- Born: c. 1800/1816
- Died: 28 July 1870 (aged 54/70)

= Elish Lamont =

Irish artist

Elish Lamont or Elish La Mont(e) (c. 1800/1816 – 28 July 1870) was an Irish miniaturist.

==Life==
Elish Lamont was born to a well-known business family in Belfast, in either 1800 or 1816. Her father was John Lamont, a stationer and printer. She went to London to train as a miniaturist, upon completing this training she returned to Belfast. She established herself as a professional artist by 1837. During her career in Belfast, Lamont lived at a number of addresses and lived alternately with her brothers, John, watchmaker and optician, and Dr Aeneas Lamont, surgeon. She opened a boarding and day school with a Miss Rock in 1851. The prospectus of which outlined that Lamont as an experienced tutor, with experience in England, France, and Germany. However, her involvement with the school had ceased by 1856. Lamont moved to an address on Clare St, Dublin in 1857, living there until 1859. Later in her life, she moved to England, where she became an acquaintance of Daniel Maclise, John Ruskin, and Charles Dickens.
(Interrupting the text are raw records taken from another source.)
PR #192, opened 2015-12-21
BACKLOG-5887 - Dashboard cannot resolve parameter with a default value.

Aliaksandr-Kastenka:
@tmorgner @pamval 
Please review.
When server parse JSON and save all data into created XML-document it call toAttributeValue method
https://github.com/pentaho/pentaho-reporting/blob/master/engine/core/source/org/pentaho/reporting/engine/classic/core/util/beans/ArrayValueConverter.java#L69
string with default values, separated by comma is builded.
when user open report in interactive reporting plugin this string is splitting to create an array
https://github.com/pentaho/pentaho-platform-plugin-interactive-reporting/blob/master/src/com/pentaho/iadhoc/service/util/ThinParameterConverter.java#L128-L136
similar logic is added here for the case when user add prpti-report into dashboard.

### DIFF
--- a/src/org/pentaho/reporting/platform/plugin/ReportContentUtil.java
+++ b/src/org/pentaho/reporting/platform/plugin/ReportContentUtil.java
@@ -26,6 +26,7 @@ import java.text.DecimalFormat;
 import java.text.DecimalFormatSymbols;
 import java.text.ParseException;
 import java.text.SimpleDateFormat;
+import java.util.ArrayList;
 import java.util.Collection;
 import java.util.Date;
 import java.util.Map;
@@ -46,6 +47,7 @@ import org.pentaho.reporting.engine.classic.core.parameters.ParameterContext;
 import org.pentaho.reporting.engine.classic.core.parameters.ParameterDefinitionEntry;
 import org.pentaho.reporting.engine.classic.core.parameters.ValidationMessage;
 import org.pentaho.reporting.engine.classic.core.parameters.ValidationResult;
+import org.pentaho.reporting.engine.classic.core.parameters.DefaultListParameter;
 import org.pentaho.reporting.engine.classic.core.util.ReportParameterValues;
 import org.pentaho.reporting.engine.classic.core.util.beans.BeanException;
 import org.pentaho.reporting.engine.classic.core.util.beans.ConverterRegistry;
@@ -53,6 +55,7 @@ import org.pentaho.reporting.engine.classic.core.util.beans.ValueConverter;
 import org.pentaho.reporting.libraries.base.util.StringUtils;
 import org.pentaho.reporting.libraries.resourceloader.ResourceException;
 import org.pentaho.reporting.platform.plugin.messages.Messages;
+import org.pentaho.reporting.libraries.base.util.CSVTokenizer;
 
 public class ReportContentUtil {
 
@@ -86,8 +89,23 @@ public class ReportContentUtil {
       for ( final ParameterDefinitionEntry param : params ) {
         final String paramName = param.getName();
         try {
+          Object value = inputs.get( paramName );
+          if ( value == null && ReportContentUtil.isAllowMultiSelect( param ) ) {
+            if ( param.getDefaultValue( context ) != null ) {
+              Object defaultValue = param.getDefaultValue( context );
+              if ( defaultValue instanceof String && param instanceof DefaultListParameter ) {
+                CSVTokenizer csvt = new CSVTokenizer( (String) defaultValue );
+                ArrayList<String> result = new ArrayList<String>();
+                while ( csvt.hasMoreTokens() ) {
+                  final String el = csvt.nextToken();
+                  result.add( el );
+                }
+                ( (DefaultListParameter) param ).setDefaultValue( result.toArray( new String[ result.size() ] ) );
+              }
+            }
+          }
           final Object computedParameter =
-              ReportContentUtil.computeParameterValue( context, param, inputs.get( paramName ) );
+              ReportContentUtil.computeParameterValue( context, param, value );
           parameterValues.put( param.getName(), computedParameter );
           if ( log.isInfoEnabled() ) {
             log.info( Messages.getInstance().getString( "ReportPlugin.infoParameterValues", //$NON-NLS-1$
--- a/test-src/org/pentaho/reporting/platform/plugin/ReportContentUtilTest.java
+++ b/test-src/org/pentaho/reporting/platform/plugin/ReportContentUtilTest.java
@@ -1,0 +1,60 @@
+/*!
+ * This program is free software; you can redistribute it and/or modify it under the
+ * terms of the GNU Lesser General Public License, version 2.1 as published by the Free Software
+ * Foundation.
+ *
+ * You should have received a copy of the GNU Lesser General Public License along with this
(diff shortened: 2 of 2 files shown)


tmorgner:
My question still stands: Why does PIR generate a parameter/prompt that needs this sort of hack, when the same report generated in PRD does not? Shouldnt there be a fix for PIR to make sure that PIR sets up the parameter correctly?

Aliaksandr-Kastenka:
@tmorgner 
"Why does PIR generate a parameter/prompt that needs this sort of hack"
I don't know why it was implemented this way, the code which saves default values into XML parameter attribute as a string:
https://github.com/pentaho/pentaho-reporting/blob/master/engine/core/source/org/pentaho/reporting/engine/classic/core/modules/parser/bundle/writer/DataDefinitionFileWriter.java#L194-L200
 was brought with inital check-in by Nick Baker and did not changed from that time.
@pentaho-nbaker maybe you will shed some light on this.

tmorgner:
Well, that is NOT the problem. This change there is about XML writing. As you know, XML is a text based format, so at some point attribute values must be converted into strings. If you were to look at the parsing part, you'd see that the parser then passes the attribute value back into the ConverterRegistry to convert the XML attribute value back into a proper array.

The code you highlighted simply checks whether the returnned string is null or empty to prevent the writing of an redundant xml-attribute. It has, once again, nothing to do with the problem at hand.

Given that the reporting engine and the reporting plugin code has not changed in these parts since 5.0 or before, can we all agree that there may be a good chance that a fix concerns the dashboard-plugin itself? 

The dashboard gets its parameter info from the parameter-xml that the reporting plugin generates. So your first port of call should be to validate that this is correct. Hint: If the report-viewer works and recognizes the parameters and their default values, chances are that this part is working.

Your next port of call should then be the dashboard designer. check that the widget-prpt.js (refreshParameters method) is able to parse the XML returned by the server. Can it do that? Does it see the correct values?  

If so, then now trace how these values are passed back and forth within the dashboard designer. Any fix should now be limited to the dashboard designers code, I would suppose.

Aliaksandr-Kastenka:
@tmorgner 
I suppose this may be the root cause:
"If you were to look at the parsing part, you'd see that the parser then passes the attribute value back into the ConverterRegistry to convert the XML attribute value back into a proper array."
The problem is that it's not working like it's expected, when user adds report(for example i got report with two selected prompt values: "Cancelled" and "In Process") into dashboard and method startParsing gets executed at this point:
https://github.com/pentaho/pentaho-reporting/blob/master/engine/core/source/org/pentaho/reporting/engine/classic/core/modules/parser/bundle/data/AbstractParameterReadHandler.java#L76
type equals "java.lang.String", so org.pentaho.reporting.engine.classic.core.util.beans.StringValueConverter is in use, instead of ArrayValueConverter and 
defaultValue will be "Cancelled,In Process" instead of array.

type came from JSON, in case of this type: "[Ljava.lang.String;" - it parsed correctly, i've tried to change it, but not succeed:
https://github.com/pentaho/pentaho-platform-plugin-interactive-reporting/pull/287

In other words, if i understood correctly at this point(line 76) type will never be array. That is the problem and should be changed.

tmorgner:
Again, you are seeming to mix the XML that we store on disk with what PIR/Dashboard sends over the wire. They are NOT directly connected. The PRPT file format is fixed, and PIR/Dashboards will NEVER EVER use the XML directly, it always parses the PRPT file to get a MasterReport object before doing any work. So if something is buggy, it has to do with the code that works off the MasterReport object or the JSON translation. So fix the PIR code, leave the reporting engine alone! 

As for JSON parsing: It is probably safe to say that the valueType can be left at "java.lang.String". The code should be looking at both the valueType and the multiSelect flag. If multiSelect is true, you are dealing with a multi-selection parameter and the default value can have multiple entries. 

Now if I look at the ThinParameterConverter class in PIR, I see some very suspicious code on how parameters with arrays are handled. The section commented with "unwrap single value array" for instance is wrong there. if you are dealing with a multi-selection parameter, the system needs an array of values, even if that array has only one element. Same goes for the "reinflate serialized value" comment right after that. Why would there be a need for that? 

So for PIR please go and do a proper investigation on why the JSON may contain CSV string instead of using proper arrays as default values. 

However, the PIR case may be a separate issue and you may additionally run into a PIR bug here.

So to narror it down and to solve the dashboarding bug: Test the issue with a properly defined report that has been defined in PRD, and that works in the report-designer. Then validate that multi-selection values from *that* report work and if not, fix the dashboard designer to make it work.

And then, only when you validated it with a known good sample, can you start bringing in PIR reports and potentially fix them too. 

But right now I feel you are trying to cheaply fix symptoms instead of researching and understanding the root cause of the problem.

Aliaksandr-Kastenka:
@tmorgner 
Sorry to bother you again, I investigated attached report(PDB-1869.prpi) - after publishing it is opens in PUC correctly, adding such report in dashboard also works correctly, i here is what i found:

report (in report designer)
when prompt with multi selection is created - DefaultListParameter created with
allowMultiSelection=true, valueType=**class [Ljava.lang.String;**
https://github.com/pentaho/pentaho-reporting/blob/master/designer/report-designer/src/org/pentaho/reporting/designer/core/editor/parameters/ParameterDialog.java#L1038-L1042
when user save report, at this point(writeListSelectionParameter):
https://github.com/pentaho/pentaho-reporting/blob/master/engine/core/source/org/pentaho/reporting/engine/classic/core/modules/parser/bundle/writer/DataDefinitionFileWriter.java#L246
valueType=class [Ljava.lang.String;

report (in interactive reporting plugin)
when prompt with multi selection is created  - DefaultListParameter created with
allowMultiSelection=true, valueType=**class java.lang.String**
https://github.com/pentaho/pentaho-platform-plugin-interactive-reporting/blob/master/src/com/pentaho/iadhoc/service/util/ThinParameterConverter.java#L106-L108
when user save report, at this point(writeListSelectionParameter):
https://github.com/pentaho/pentaho-reporting/blob/master/engine/core/source/org/pentaho/reporting/engine/classic/core/modules/parser/bundle/writer/DataDefinitionFileWriter.java#L246
valueType=class java.lang.String

After that when user open report(saved in report designer),
at this point(startParsing):
https://github.com/pentaho/pentaho-reporting/blob/master/engine/core/source/org/pentaho/reporting/engine/classic/core/modules/parser/bundle/data/AbstractParameterReadHandler.java#L76
type=class [Ljava.lang.String;, ArrayValueConverter is in use, defaultValue is **array**

when user open report(saved in interactive reporting plugin),
at this point(startParsing):
https://github.com/pentaho/pentaho-reporting/blob/master/engine/core/source/org/pentaho/reporting/engine/classic/core/modules/parser/bundle/data/AbstractParameterReadHandler.java#L76
type=class java.lang.String, StringValueConverter is in use, defaultValue is **String**
that is why "the JSON may contain CSV string instead of using proper arrays as default values".

If fix should be applied in PIR, I propose to edit ThinParameterConverter and make it similar to
https://github.com/pentaho/pentaho-reporting/blob/master/designer/report-designer/src/org/pentaho/reporting/designer/core/editor/parameters/ParameterDialog.java#L1038-L1042
so i need to know your opinion, thank you in advance.

tmorgner:
Yes, please fix PIR so that it handles mutli-selection parameters correctly. Dont forget to prove that your fix works via a unit-test. You can test whether your fix works by directly testing the properties and behaviours of the ParameterDefinition object returned by the ThinParameterConverter.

Lamont died on 28 July 1870, at Boley Hill, Rochester, Kent.

==Artistic work==
At the beginning of her career, Lamont exhibited with the Belfast Association of Artists in 1837 and 1838. She was also exhibited with the Royal Hibernian Academy (RHA) from 1842 to 1858, and then again in 1870. It is possible that she is the contributing "Mrs Lamont" to the Northern Irish Art Union exhibition in Belfast in 1843 with 2 miniatures. She exhibited 7 miniatures at the Royal Academy of Arts (RA) in 1856 to 1859 as "Miss La Monte". Lamont is considered one of the earliest known professional woman artists in Belfast, going on to have a very successful career. She was commissioned by many aristocratic families in Northern Ireland, such as Lord Bangor, the Earl of Belfast, and the Dufferins. Lamont's miniatures of Lady Dufferin were exhibited by the RHA in 1851 and RA in 1866. Her miniatures of the dowager duchess of Manchester were engraved to be included in the Court Album, and 2 of her works were gifted to Queen Victoria when her visited Dublin in 1853. Lamont also produced a series of prints of crayon drawers in 1845, illustrating Moore's Irish melodies. A 1900 exhibition of deceased local artists in Belfast featured two of her paintings. A miniature of Miss O'Hara of Ballymena in the Ulster Museum is the only known work of Lamont in a public collection.

==Writings==
Lamont was also a writer, producing a number of publications in 1843:
- The Northern Whig
- Impressions, thoughts and sketches during two years in Switzerland
- The gladiators
- The mission of the educator

Lamont collaborated with her sister on a volume of poetry, Christmas rhymes, or Three nights' revelry, in 1846, which she illustrated. She also wrote a novel published in 1855, Love versus money.